16. Теперь скажу про Акатову обитель. Там в понедельник на звоннице к вечерне ударили. Мало кто в лесную обитель молиться хаживал, по праздникам лишь. Тому и дивуется звонарь, видя на дороге множество богомольцев, идущих из города. Да еще и то звонарю дивно, что не во храм ведь пришли, а столпились возле архимандричьей кельи да у келарни. Также и одежа у пришельцев – в невидаль: на плечах – кафтанишки убогие, сермяжки, а как распоясались да расстегнулись – так под рубищем-то что? Кольчуги! Звонарю – ништо, отзвонил да и с колокольни. Но в полночь вошь заела, встал часы бить – батюшки! – еще и на телегах приехали. После того к заутрене шли. Таково скопилось, что и пройти негде, двор тесен. Весь день во вторник табором стояли, варили убоину в котлах, пили вино; от того всему иночеству был соблазн. К ночи же, часу в первом, прискакал стрелец, кричал казачьего голову Семена Познякова. От того крику все вскочили, кинулись в ворота. Во главе конные поскакали и на телегах; никого на монастырском дворе не осталось. В лесу конский топ затих скоро. Поглядев на светила небесные, звонарь полночь ударил.

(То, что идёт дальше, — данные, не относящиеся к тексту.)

Issue #343, opened 2019-03-26
API redesign


minad:
@mato I am also leaving for vacation and I wanted to finish a prototype before. This is a proposal for an API redesign, which should make it possible to solve some of the outstanding feature requests. Things should probably go step by step and the discussion should be on the mailing, I know ;)
But I wanted to back my uneducated ramblings on the mailing list with some code. We can continue the discussion on the mailing list as soon as you are back and the more important issues are sorted out.

My prototype works only on Linux x86_64 with seccomp (for now). I can also port it to aarch64 if desired. It is similar to spt, however it is "tenderless" (#341) and contains all the startup code directly in the binary. There is no libc and no libseccomp. This works only for spt obviously, but in that case I actually prefer that approach in contrast to having the separate loader. (**Edit**: If you want to execute untrusted spt images, one still needs the spt tender however).

So what does it have?

* Block operations for more than one block #325. The checking is done by hand written BPF asm.
* Multiple block devices, network devices and stream devices (all statically allocated in the beginning). For simplicity there is a fixed maximal number but this could be increased easily.
* Adds discard operation #333 
* Adds sync operation #330 
* yield returns bitmask for the network devices
* No calls for block_info and net_info, everything is available at startup
* Separate stack (by just mmaping the separate heap)
* No error result type. Maybe not a good idea. For example the block calls could fail if the disk is full, but I don't know what the app should do in that case instead of termination if there is no possibility to save state.

Furthermore there are other bikesheds, which you can ignore:

* argv/argc instead of cmdline. **EDIT**: I am zeroing out the environment and argv and auxv to avoid leaking information.
* startup info is globally available, the pointer could also be passed to main
* yield gets nanoseconds instead of deadline, "decouples" yield and monotonic calls
* removed the abort call since it seems useless (?) and it just calls exit

The code is here https://gist.github.com/minad/c6f44a245f1ea481ded2535a96778be5

minad:
Hi @hannesm, just saw your mail after creating this issue. I will answer to it when I am back. Just letting you know I got your mail :)

minad:
I updated my prototype to support input stream devices. IO streams can be used for example with named FIFOs. Output streams can be simple files. This extensions leads to a more complicated `yield` call supporting read/write events on the streams.

Issue #325, opened 2019-02-19
Enable block operations for more than 1 block


ricarkol:
This discussion started in PR #315 

The issue is that the solo5 interface is limited to a block at a time and the block is too small. The issue is that it's inefficient as it involves too many exits for hvt, or too many syscalls for spt. The following experiment quantifies that. This is the time in seconds to read a 1GB file sequentially for an increasing block size on both hvt and spt (*):

```
block		hvt		spt
512		5.690s		0.463s
1024		2.881s		0.473s
4096		0.776s		0.171s
8192		0.434s		0.126s
16384		0.259s		0.103s
```

spt is already pretty fast at 512, but it can be 4x faster by increasing the block size to 8192. This experiment's point is not to increase the block size necessarily, but to allow for multiblock requests instead.

(*) details of the experiment. This is the unikernel: https://gist.github.com/ricarkol/b66c899edd96fd7f8fb2fbaeabad0694#file-solo5-blksize-test-c. This is how the blk size was changed: https://gist.github.com/ricarkol/b66c899edd96fd7f8fb2fbaeabad0694#file-blk-size-diff. Used an Ubuntu 18.04.1 running on an Intel(R) Xeon(R) CPU E3-1270 v6 @ 3.80GHz. The disk was stored as a file on an SSD formatted with ext4 (caches were not dropped before each experiment).

mato:
> The issue is that the solo5 interface is limited to a block at a time and the block is too small. And the problem with that is that it's inefficient as it usually involves too many exits for hvt, or too many syscalls for spt. The following experiment quantifies that. [...]

The following comments from #315 are also relevant to this discussion:

* @ricarkol https://github.com/Solo5/solo5/pull/315#issuecomment-457950289
* @cfcs https://github.com/Solo5/solo5/pull/315#issuecomment-458069807

Regarding atomicity guarantees and the "ideal block size" at the solo5_block API level: I'd have to study the problem in depth, so I can't give any informed opinion right now.

So, concentrating on the core of the issue which could be immediately addressed, which is **allowing block I/O in multiples of the block size per request**: In order to do that, the following needs to be done:

1. `hvt`, `spt`: If the solo5 virtual block device is backed by a _file_ on the host, we need to ensure that the guest cannot write beyond the end of the file. I.e. in any `pwrite(fd, buf, count, offset)` ensure that `(offset + count) <= capacity` holds, accounting for overflow(!).
[...]

PR #352, opened 2019-04-10
Bpf seccomp

minad:
Taken from #343. The bpf assembly is not yet adapted for solo5 yet, since it supports multiple block devices etc.

This removes the dependency on libseccomp and it lifts the restriction of single block writes. Blocks must still be aligned however (related #325).


minad:
Ping @mato. Is there interest in this?

mato:
@minad Yes, I think this is worth doing, but needs some more work.

One thing we lose with this approach is that currently the seccomp filter is built up by calls in each module that gets activated, so the filter is effectively "tailored" to the modules in use. This is useful for future modules that might want to punch different (but again, optional) holes in the seccomp filter, and also follows the principle of least privilege.

Further, I'm not sure how the "one big filter" approach would work in the presence of multiple instances of modules (devices/resources). This I think we won't know for certain until I have a prototype in place.

minad:
> One thing we lose with this approach is that currently the seccomp filter is built up by calls in each module that gets activated, so the filter is effectively "tailored" to the modules in use. This is useful for future modules that might want to punch different (but again, optional) holes in the seccomp filter, and also follows the principle of least privilege.

This is right. But I don't think there is a solution which is as simple as this one if you want to build the seccomp filter step by step from each module. I don't see the seccomp filter as part of the device modules, but as something sitting below, like a firewall. Therefore I think it is also justified from a design point of view, to do it in a monolithic step. The filter builder should just iterate over all the active modules.

> Further, I'm not sure how the "one big filter" approach would work in the presence of multiple instances of modules (devices/resources). This I think we won't know for certain until I have a prototype in place.

What do you mean by that? The filter I have written already supports multiple devices. There is support for up to 8 block devices, multiple IO stream devices (like serial ports) and multiple network devices. The filter blob is parametrized by the number of devices before loading. It is hard to make that more flexible than that. The limitation in the number of devices comes from the encoding of lookup tables in BPF, which is very limited. I made a testbed/prototype to test some things concerning multiple devices and the filter script proposed in this PR is just taken from there. For solo5 it would definitely need some tweaking.

Alternatively you could look for a full blown BPF compiler solution, which allows you to build the filter up step by step. But this would involve much complexity. Basically libseccomp is such a thing, but it seems insufficient.

For the scope of a highly restricted sandbox like solo5 I would rather prefer I very short hand written filter script, written in BPF ASM directly, which can be checked carefully. Also note that eBPF is not yet available for seccomp and I have no idea when it will be. There are at least some kernel patches floating around afaik.

mato:
@minad:

I've thought about your approach [of a single monolithic BPF] some more, especially in the context of the evolving support for multiple devices (#372 / #373).

> What do you mean by that? The filter I have written already supports multiple devices. There is support for up to 8 block devices, multiple IO stream devices (like serial ports) and multiple network devices. The filter blob is parametrized by the number of devices before loading. It is hard to make it more flexible than that.

The thing is, in the presence of multiple devices, the monolithic approach generates a weaker filter than the per-module gradual approach we have now.

For example, in your BPF in `block_call:`, you're making the assumption that the file descriptors on which `pread` / `pwrite` may be called are part of the contiguous range `$BPF_BLOCK_MIN ... $BPF_BLOCK_MAX`, and said range contains _no other file descriptors_. There's no way to guarantee that, as the devices get attached in whichever order the user may have specified them on the tender's command line. Contrast this to the libseccomp-based approach which adds a rule _specific_ to each file descriptor.

Also, if we want to keep at least some checks to disallow/limit the impact of block writes past the end of the backing file (to enable #325), those checks need to be parametrized _per_ file descriptor as each may have a different device capacity (i.e. limit for the `pos` argument to the `pwrite` call). I don't see how to achieve that without generating at least some of the filter at tender run-time.

> For the scope of a highly restricted sandbox like solo5 I would rather prefer I very short hand written filter script, written in BPF ASM directly, which can be checked carefully. 

YMWV, but my opinion on this as maintainer is that the one-monolithic-filter approach will have a much higher maintenance cost further down the line. Any change to a module which might affect the filter requires careful coordination between all modules, and patching the monolith itself. With the libseccomp-based filter this is much reduced, as each module is responsible for it's "piece" of the filter.

Personally, I find the libseccomp-based rules easier to follow from the tender's perspective than hand-written BPF. Granted, we are trusting libseccomp to generate correct rules, which may not always be the case (see http://www.paul-moore.com/blog/d/2019/03/libseccomp_v240.html), but that is a trade-off I'm willing to keep until we have an option which is convincingly better.

One such option worth investigating is a compromise, where, given the relatively small set of seccomp rules we need, the fact that we always operate as a strict whitelist and the fact that the parametrization needed is straightforward (basically only changing literals, not control flow), we use a combination of 

a) modules being able to define (parametrized) BPF "snippets", each of which is self-contained and must either `ret ALLOW` or continue to the next instruction.
b) the core then combining all snippets into a single BPF filter, with the arch-specific header and a `ret KILL` at the end.

...however, I'm not sure if implementing the above wouldn't just lead to a half-assed implementation of what libseccomp already does for us today.

minad:
Ok, I guess this can be closed then.

PR #353, opened 2019-04-24
tests: Increase timeout, virtio start delay

### LINKED ISSUE #346: virtio test_ping_serve flaky/failing on Debian 10 / QEMU 3.1
As can be seen in e.g. https://gist.github.com/Solo5-CI/b470d17f6ee7ca3f6f5b0d70c50f5e59 and other builds since the introduction of the `Debian10` builder, test_ping serve on virtio is failing due to:

```
# PING 10.0.0.2 (10.0.0.2) 56(84) bytes of data.
# 
# --- 10.0.0.2 ping statistics ---
# 100000 packets transmitted, 99955 received, 0.045% packet loss, time 408ms
# rtt min/avg/max/mdev = 0.213/0.216/4.081/0.018 ms, ipg/ewma 0.233/0.216 ms
```

This might be due to several reasons:

1. A bug in our virtio code, exposed by the update to QEMU 3.1 in Debian 10.
2. A bug in QEMU 3.1 virtio-net (unlikely).
3. Scheduling pressure / startup time / other transient issue, i.e. things are not set up quickly enough.

I've no time to investigate this right now, but given the general flakiness of test_ping_serve, which relies on an inherently _unreliable_ transport (ICMP), apart from verifying that it's not a bug on our end an entirely acceptable fix would be to add tolerance for say, up to 0.5% packet loss using bash arithmetic on `XXXXXX` received from the `ping` output.

mato:
- increase test timeout to 60 seconds as test_ping_serve may take >30s on the test infrastructure.
- increase delay before pinging virtio variant of test_ping_serve as qemu 3.x takes ages to start up.

Fixes #346 and also the OpenBSD test_ping_serve failures (/cc @adamsteen).

### DIFF
--- a/tests/tests.bats
+++ b/tests/tests.bats
@@ -75,15 +75,15 @@ teardown() {
 }
 
 hvt_run() {
-  run ${TIMEOUT} --foreground 30s ${HVT_TENDER} "$@"
+  run ${TIMEOUT} --foreground 60s ${HVT_TENDER} "$@"
 }
 
 spt_run() {
-  run ${TIMEOUT} --foreground 30s ${SPT_TENDER} "$@"
+  run ${TIMEOUT} --foreground 60s ${SPT_TENDER} "$@"
 }
 
 virtio_run() {
-  run ${TIMEOUT} --foreground 30s ${VIRTIO} "$@"
+  run ${TIMEOUT} --foreground 60s ${VIRTIO} "$@"
 }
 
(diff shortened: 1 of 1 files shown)


adamsteen:
@mato just wanted to note here, when I run the tests manually, I have never had a problem with a timeout, but since it’s a timeout, it shouldn’t be a problem.

PR #354, opened 2019-04-25
OpenBSD atexit cleanup - add warnings

adamsteen:
Warn if we are unable to close the vmm file descriptor or ioctl fails to terminate the vm(unikernel), but still exit.


mato:
Thanks!

PR #355, opened 2019-04-25
spt/hvt: limit default memory to 32MB (instead of 512MB)

hannesm:
in my opinion this is more reasonable and allows me to not have to pass `--mem=xx` during development. changing a default value is always a breaking change, but I think it is worth it.

I run several solo5-based unikernels with memory ranging between 16 and 128MB in production -- a more conservative would be to use 64 or 128MB memory...

### DIFF
--- a/tenders/hvt/hvt_main.c
+++ b/tenders/hvt/hvt_main.c
@@ -107,7 +107,7 @@ static void usage(const char *prog)
     fprintf(stderr, "KERNEL is the filename of the unikernel to run.\n");
     fprintf(stderr, "ARGS are optional arguments passed to the unikernel.\n");
     fprintf(stderr, "Core options:\n");
-    fprintf(stderr, "  [ --mem=512 ] (guest memory in MB)\n");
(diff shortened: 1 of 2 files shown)


mato:
> in my opinion this is more reasonable and allows me to not have to pass --mem=xx during development.

Why do you care about the default during _development_? It's just virtual memory, the actual RSS depends on how much the guest uses. During development I'd prefer to err on the side of random "MirageOS + Irmin + whatever" unikernel will run without hitting memory limits, otherwise I can see people complaining "it doesn't work".

> I run several solo5-based unikernels with memory ranging between 16 and 128MB in production -- a more conservative would be to use 64 or 128MB memory...

It makes sense in production, but IMO in a production setting you should be doing proper resource allocation in your orchestration layer based on your operational preferences, and thus always passing a `--mem` to the tender anyway.

hannesm:
ok, yes in production I already always pass through `--mem`. for development and demonstration purposes - when I intend to show "small memory usage", I need to pass `--mem=32` manually... but I see your point.

PR #366, opened 2019-05-28
capsicum(4) sandbox solo5 on FreeBSD

sg2342:
- cap_sysctl(3) provides access to the sysctl namespace (restricted
  to hw.vmm.destroy)
- hvt_module_dumpcore was changed to use openat(2} and file creation
  restricted to the current working directory
- block, net, stdio file descriptors and ioctls have been restricted
  as in bhyve(8)

the ppoll(2) capsicum whitelist change was included in the 12-STABLE
branch and will be part of the FreeBSD-12.1 release (scheduled for
Nov 2019)

### DIFF
--- a/tenders/hvt/hvt_freebsd.c
+++ b/tenders/hvt/hvt_freebsd.c
@@ -82,7 +82,6 @@ static void cleanup_vm(void)
     }
 }
 
-
 static void cleanup_vmfd(void)
 {
     if (cleanup_hvt != NULL && cleanup_hvt->b->vmfd != -1)
--- a/tenders/hvt/hvt_freebsd.c
+++ b/tenders/hvt/hvt_freebsd.c
@@ -25,9 +25,7 @@
 
 #include <assert.h>
 #include <err.h>
-#include <errno.h>
 #include <fcntl.h>
-#include <pwd.h>
 #include <stdlib.h>
 #include <string.h>
 #include <unistd.h>
--- a/tenders/hvt/hvt_freebsd.c
+++ b/tenders/hvt/hvt_freebsd.c
@@ -44,6 +44,16 @@
 #include <sys/cpuset.h>
 #include <machine/vmm_dev.h>
 
+#include <osreldate.h>
+
+#if HVT_FREEBSD_ENABLE_CAPSICUM
+#include <sys/capsicum.h>
+#include <sys/nv.h>
+#include <libcasper.h>
+#include <casper/cap_sysctl.h>
+#include <capsicum_helpers.h>
+#endif
+
 #include "hvt.h"
 #include "hvt_freebsd.h"
 
@@ -56,12 +66,24 @@
  */
 static struct hvt *cleanup_hvt;
 
+#if HVT_FREEBSD_ENABLE_CAPSICUM
+static cap_channel_t *capsysctl;
+#endif
+
 static void cleanup_vm(void)
 {
-    if (cleanup_hvt != NULL)
-        sysctlbyname("hw.vmm.destroy", NULL, NULL, cleanup_hvt->b->vmname,
+    if (cleanup_hvt != NULL) {
+#if HVT_FREEBSD_ENABLE_CAPSICUM
+       cap_sysctlbyname(capsysctl, "hw.vmm.destroy", NULL, NULL,
+                cleanup_hvt->b->vmname, strlen(cleanup_hvt->b->vmname));
+       cap_close(capsysctl);
+#else
+       sysctlbyname("hw.vmm.destroy", NULL, NULL, cleanup_hvt->b->vmname,
                 strlen(cleanup_hvt->b->vmname));
+#endif
+    }
 }
+
 
 static void cleanup_vmfd(void)
 {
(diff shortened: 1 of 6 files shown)


mato:
> hvt_module_dumpcore was changed to use openat(2} and file creation restricted to the current working directory

Using `openat(2)` would be useful for all hvt host systems. How about we make this behaviour explicit, by changing dumpcore to take an option of `--dumpcore=DIR` (and verifying that `DIR` exists and is writable...).

> block, net, stdio file descriptors and ioctls have been restricted as in bhyve(8)

Where are the stdio (well, stdout) fds restricted? I don't see that in the diff.

Also, can you please do the rights restrictions in the relevant module's `setup()` rather than in the common `tap_attach()` and `block_attach()`? Those functions should not have "extra" side effects.

> the ppoll(2) capsicum whitelist change was included in the 12-STABLE branch and will be part of the FreeBSD-12.1 release (scheduled for Nov 2019)

At the moment this does not compile on 11-STABLE, we should continue to support that. Also, if I understand you correctly, the new code will _require_ **12.1**-RELEASE or later to run. Therefore, can you gate the code on that suitably? If so, how? (i.e. I'd like to know how this would be done before you actually implement it)

sg2342:
> > hvt_module_dumpcore was changed to use openat(2} and file creation restricted to the current working directory
> 
> Using `openat(2)` would be useful for all hvt host systems. How about we make this behaviour explicit, by changing dumpcore to take an option of `--dumpcore=DIR` (and verifying that `DIR` exists and is writable...).

ok, will do.

> 
> > block, net, stdio file descriptors and ioctls have been restricted as in bhyve(8)
> 
> Where are the stdio (well, stdout) fds restricted? I don't see that in the diff.

calls to caph_limit_stdin(3) and caph_limit_stderr(3) in hvt_drop_privileges().
> 
> Also, can you please do the rights restrictions in the relevant module's `setup()` rather than in the common `tap_attach()` and `block_attach()`? Those functions should not have "extra" side effects.

ok.

> 
> > the ppoll(2) capsicum whitelist change was included in the 12-STABLE branch and will be part of the FreeBSD-12.1 release (scheduled for Nov 2019)
> 
> At the moment this does not compile on 11-STABLE, we should continue to support that. Also, if I understand you correctly, the new code will _require_ **12.1**-RELEASE or later to run. Therefore, can you gate the code on that suitably? If so, how? (i.e. I'd like to know how this would be done before you actually implement it)

my preferred solution would be:

```
#if __FreeBSD_version >= 1200503
/* capsicum enabled code */
#else 
/* previous implementation */
#endif  
```
in the hvt code (and only add -lnv to  HOSTLDLIBS if uname -K is not less than 1200503)

mato:
> calls to caph_limit_stdin(3) and caph_limit_stderr(3) in hvt_drop_privileges().

Ah, ok, I missed that. Those should probably get done in core module's `setup()`, see below.

I'm not familiar with the capsicum APIs, have read through the man pages a bit, it's not obvious to me which APIs do what and how they inter-relate. So... here's what my intent with moving the bits of code around is -- in high level terms, if possible:

1. The various modules modules build up their respective parts of the sandbox in `setup()`. This includes the core module.
2. Likewise, the actual VMM interface code does so in a single place. `hvt_init()` where you're currently doing some of this seems like the right place.
3. Then, `hvt_drop_privileges()` should be the function that actually applies the sandbox.

Does that make sense? Right now `hvt_drop_privileges()` seems to be doing bits of (1) and (2), is that intentional?

> my preferred solution would be: [...gating on __FreeBSD_version, uname, etc]

Hmm. I'd really like to minimise `#ifdefs`, with the exception of separating host-dependent implementations. Do we really need to `#ifdef` out the code on FreeBSD < 12.1-RELEASE? I.e. will the code not compile at all on 11.x?

sg2342:
> > calls to caph_limit_stdin(3) and caph_limit_stderr(3) in hvt_drop_privileges().
> 
> Ah, ok, I missed that. Those should probably get done in core module's `setup()`, see below.
> 
> I'm not familiar with the capsicum APIs, have read through the man pages a bit, it's not obvious to me which APIs do what and how they inter-relate. So... here's what my intent with moving the bits of code around is -- in high level terms, if possible:
> 
> 1. The various modules modules build up their respective parts of the sandbox in `setup()`. This includes the core module.
> 2. Likewise, the actual VMM interface code does so in a single place. `hvt_init()` where you're currently doing some of this seems like the right place.
> 3. Then, `hvt_drop_privileges()` should be the function that actually applies the sandbox.
> 
> Does that make sense? Right now `hvt_drop_privileges()` seems to be doing bits of (1) and (2), is that intentional?

i addressed this in d67a5705c22b23c6e780a6e2f9e576e66137a257 . It was not intentional (code evolved this way after i removed the chroot/droppriv code).

> 
> > my preferred solution would be: [...gating on __FreeBSD_version, uname, etc]
> 
> Hmm. I'd really like to minimise `#ifdefs`, with the exception of separating host-dependent implementations. Do we really need to `#ifdef` out the code on FreeBSD < 12.1-RELEASE? I.e. will the code not compile at all on 11.x?

I have to research the capsicum API situation on 11.x. At least for 12.0-RELEASE it is possible to find the OS version (using getosreldate(3)) and then only enter the sandbox if the OS version is new enough).

sg2342:
on 11.x 
- the capsicum_helpers(3) API is missing: easy to solve since caph_enter(3), caph_limit_stout(3) and caph_limit_stderr(3) are only convince wrappers.
- code needs to be linked against libcasper (in addition to libnv): OS version has to be detected in configure.sh
- the sysctl proxy is not there: i don't see an alternative to compile time OS version detection and preprocessor use here

mato:
Thanks for researching. In that case, here's what I would do:

1. Do all the checks to determine if we can use capsicum in configure.sh (based on the outputs of `uname` presumably), and put the result in a `CONFIG_HVT_FREEBSD_ENABLE_CAPSICUM`.
2. In the tender Makefile, apart from adding `-lnv` if this config item is defined, also add `-DHVT_FREEBSD_ENABLE_CAPSICUM=1`.
3. In the tender source code itself, gate the capsicum code on the presence of the above.

WDYT? This way it's clear where and how the decision gets made.

sg2342:
i put the dumpcore openat(2) changes in #371

sg2342:
latest version implements the suggested capsicum detection/gate. Capsicum init code was moved to setup() function of block and net modules. I also merged the dumpcore-openat changes.

sg2342:
did a test by merging current #372. hvt tests completed.  Since ppoll(2) was replaced by kqueue(2), CONFIG_HVT_FREEBSD_ENABLE_CAPSICUM can be set FreeBSD-12.0 and later (uname -K >= 1200086)

tenders/hvt/hvt_freebsd.c
```diff
@@ -44,6 +44,16 @@
 #include <sys/cpuset.h>
 #include <machine/vmm_dev.h>
 
+#include <osreldate.h>
```
hannesm: this include is no longer needed

hannesm:
I tested this PR, and it works fine on my FreeBSD-12 stable. thanks!

tenders/hvt/hvt_freebsd.c
sg2342: done

mato:
Ok to defer this for now ,until we have a release with the multiple devices and associated changes out? Coming early next month, fingers crossed.

mato:
@sg2342 Would you mind rebasing this on latest master, so that I can re-review and consider it for upcoming release(es)?

sg2342:
> @sg2342 Would you mind rebasing this on latest master, so that I can re-review and consider it for upcoming release(es)?

done

tenders/hvt/hvt_freebsd.c
```diff
@@ -129,15 +148,51 @@ struct hvt *hvt_init(size_t mem_size)
...
 
 #if HVT_DROP_PRIVILEGES
 void hvt_drop_privileges()
 {
-    /*
-     * This function intentionally left blank for now (see #282).
-     */
+#if HVT_FREEBSD_ENABLE_CAPSICUM
+    if (caph_enter() == -1)
+        err(1, "cap_enter() failed");
```
mato, line 194: Possibly clearer to say: `"Unable to enter sandbox: caph_enter() failed"`?

sg2342:
> You have a bunch of checks like:
> 
> ```c
> if (cap_/*<something>*/(/*...*/) == -1 && errno != ENOSYS) {
>    /* fail */
> }
> ```
> 
> When would this fail with `ENOSYS`? I'm not too happy about exceptions like this, since the code flow doesn't actually stop, just skips that particular call. That looks like a maintenance nightmare further down the line.
> 
> If the `ENOSYS` means "the running kernel was configured w/o Capsicum", perhaps test for that conclusively up-front in a single place, skip _all_ the Capsicum-related code and drop the `&& errno != ENOSYS` from all of it?

You are right about this. And the use of the `ENOSYS` pattern is also inconsistent. I will remove it, since run-time detection will just add more complexity for the very unusual use cases (FreeBSD 12 or later without `options CAPABILITY_MODE`). If someone really wants this, they can always patch the one line in configure.sh.

mato:
> If someone really wants this, they can always patch the one line in configure.sh.

In fact, they don't need to touch configure.sh. Editing the generated `Makeconf`, or running `echo CONFIG_HVT_FREEBSD_ENABLE_CAPSICUM= >> Makeconf` after configure.sh is sufficient to override the setting, I do that all the time.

17. На сем говорю: простите, ровно блоха скачу, – пошла болтаться повесть, что било́ колокольное. Опять на Воронеж зову. Не ловко так-то, да что ж делать? Что с иноков взять? Кои костры тушат, кои гостями покинутое винцо допивают, кои что, – скука, сон. Там же, на Воронеже, с утра – небывалое. Ранешенько на воеводском дворе проснулись Герасим с Ильей, на крылечке у барашка[27] умылись, прибрались да и задумались: побито, поломано много, а кто бил, кто ломал – тех никого нету. Человек с тридцать осталось при Герасиме – Плюшкина артель, да так, кой-кто из слободок. Конинский, тот еще в воскресенье отстал, как его сгоряча погромили; Чертовкин Мишка сулился воротиться, да видно слукавил, вор; стрельцы с казаками также, пограбив, схоронились по дворам. Чаплыгин, правда, с Пигасием не покинули стана, так что ж они! Боярский сын закручинился, ему в думки запало, как за воровство ответ держать, не миновать ведь. Пилось весело, ан похмелье тяжко. Пигасий его с собой в казаки звал – какое! – хоть и не велика, а все ж – дворянская косточка, совестно в казаки-то. Да и служилые приуныли – где песни, где гусли? – молчат, затылки чешут. Меж них лишь двое веселы – Григорий Рублев да Гаврюшка Волуйский, кричат, бедовые: «Чего, ребята, пригорюнились? Мы ль-де не сила? От нас, слышь, сам воевода убег, испужался! Кажи, Гараська, кого бить, сей час побьем!» Тот на них не нарадуется: «Вот бы все так-то!» Да и говорит: «Битья, стрельцы-молодцы, больше не будет, и так бито-ломано довольно. Теперь нам пора пришла закон вершить. Бегите-ка, ребята, в Нищую слободку по вдов, по сирот, по убогих-немощных, – нехай все на торг идут, дадим им добра: наги ведь, босы ходят, бедные». Побежали эти двое, как им Герасим велел. Олешка же сказал: «Чтой-то мне, Гарася, эти крикуны сумнительны. Даве – все спят еще, а они шепчутся. Гляди, какого дурна не было б от шептунов!» Герасим на те слова засмеялся: «Э, парень! Бог не выдаст, свинья не съест!» – «Ох, не влопаться бы нам! – сказал Олексей. – Утресь с Илюшкой в Беломестную ездили, так диво: мертво, безлюдно, одни кобели брешут». – «Попрятались, видно, дворяне-то», – сказал Герасим. Олешка лишь головой покачал.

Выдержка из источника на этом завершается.